Mental Health Commission Report 'must be taken as cause for serious action' - IHCA

By dara
Wednesday, 26th July 2023
Filed under: News, PressReleases, 2023

Comment by the Irish Hospital Consultants Association (IHCA) on today’s (26 July) publication of the independent report by the Mental Health Commission into the Child and Adolescent Mental Health Service (CAMHS).

MHC CAMHS Report front coverThe Association said: “The report published today by the Mental Health Commission, the scale and severity of the findings and recommendations must be taken as cause for serious action. 

“Unfortunately, many of the findings are not surprising to those who are working within Ireland’s mental health services on a day-to-day basis. We are trying to provide care in very complex and constrained conditions for young people who need care for urgent severe mental health crises – being able to ensure their timely assessment, care and follow-on monitoring is critical but incredibly challenging in the current environment. 
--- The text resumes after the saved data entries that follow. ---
Issue #399, opened 2025-05-17
Query caching via PreparedQuery is a big speedup for empty queries — should hecs always cache queries?


LPGhatguy:
I found that preparing queries that match no entities were eating a lot of time in our game. For reference, we run on the order of 200 queries per frame. Here is the timing of some of our fastest systems. There is a big cliff between the systems that don't query the world versus those that do:

![Image](https://github.com/user-attachments/assets/97642def-7231-4f58-88b5-426a1a3ab50d)

I tried refactoring one of these systems to use `PreparedQuery` instead and saw a speedup of around 15x when that query matches no entities. Here is the before and after code of the system: https://gist.github.com/LPGhatguy/dcec605c3b6d058332f5ae527af6efde

...so naturally I thought I'd try caching all of my queries automatically! I implemented a quick bodge around `World::query` to do that caching: https://gist.github.com/LPGhatguy/2c6180540e45c6fd411456af560f9d64

The speedup on the fastest systems was a lot and I saved around 1.5ms per frame! Here's the updated chart of the fastest systems for comparison:

![Image](https://github.com/user-attachments/assets/fb6619b7-1654-46ee-ae4a-331493769f19)

I imagine that a hecs-native solution could be faster, use less janky unsafe, and then would apply to everyone who uses the library. I've found that this change is a very large speedup and maybe it would be for other games too!

adamreichold:
> ...so naturally I thought I'd try caching all of my queries automatically! I implemented a quick bodge around World::query to do that caching: https://gist.github.com/LPGhatguy/2c6180540e45c6fd411456af560f9d64e

I think that if hecs added native query caching, it should work similar to `rusqlite`'s query caching, i.e. be fully transparent except for the opt-in of using an e.g. `query_cached` method instead of `query`. Of course, this means to amend the query trait infrastructure to produce some kind of hash key and it probably also implies interior mutability (on the queries itself, not just the components).

Ralith:
I think we can make this 100% transparent in the existing `query` API, keying off the `TypeId` of the query itself. Maybe I'm forgetting something because it seems weird in retrospect that we aren't already doing this.

LPGhatguy:
I have a strong preference for this caching to be done in the regular `query` method. It's a big speed up and the set of queries is likely static for most users. I do not want to have to write `query_cached` by default and would rather opt out of caching if there's a bad case.

Ralith:
Okay, this is a little trickier than expected, albeit still possible:
[...]

Issue #155, opened 2021-04-11
Optimize archetype filtering


Ralith:
Currently, each query checks compatibility with each known archetype. This works pretty well in practice because the number of archetypes doesn't tend to be astronomical and checking is fast, but there should be an asymptotically better solution.

adamreichold:
Will keeping an acceleration data structure like a mapping from type ID to matching archetypes around and up-to-date really make sense when the above cost can be avoided using prepared queries?

Ralith:
Definitely questionable! The value of making query set-up faster isn't *zero*, but it's certainly a very low priority at this point, and a complex solution would be difficult to justify.

adamreichold:
> a complex solution would be difficult to justify.

What I am mostly concerned about is that this might add overhead to component insertion/removal to speed up query set-up that even users of prepared queries who do not gain anything would have to pay. (The ordered-list-seems-faster-than-hash-table thing within the archetypes also seems to suggest than typical usage is dominated by the constants instead of the asymptotics.)

Ralith:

“Time and time again, Consultants and others in the service have raised the serious concerns about staffing and capacity shortages and highlighted the impact this has on young people’s mental health and their ongoing care needs. Lessons are not being learned. 

“Meanwhile, the growing deficits are stark. Currently CAMHS funding is approximately 0.63% of the overall Health Budget, at just €125.18m. 

“Today’s report confirms that the vast majority of CAMHS teams are significantly below the recommended staffing levels, some below 50% of recommended levels. Some of these services are missing a third of the required Psychiatry Consultants, as these permanent posts remain vacant or only filled on a temporary, agency, or locum basis. 

“There are only 51 CAMHS inpatient beds operational across the country at any one time, falling well short of the 130 beds recommended in the Government’s ‘Vision for Change’ strategy. 

“The very fact that our benchmarks for staffing and bed levels are rooted in a 17-year-old mental health policy, also points to a lack of priority given to addressing this issue over the past decade and more.

“The current approach is simply not good enough and is failing our youngest and most vulnerable patients. Our priority must be ensuring all our young people have the best chance of a good quality of life, whether they require lifelong treatment to make that happen or not – this should be the goal of our national health policy. 

“There are many strands that have to come together, involving all pillars of the health system – GPs, Consultants, Allied Health Professionals - to ensure these highly vulnerable patients are cared for as required. 

“Our hope is that this report drives such a collaborative, whole-of-service approach to ensuring an end-to-end care pathway under the oversight of dedicated clinical leadership for CAMHS.”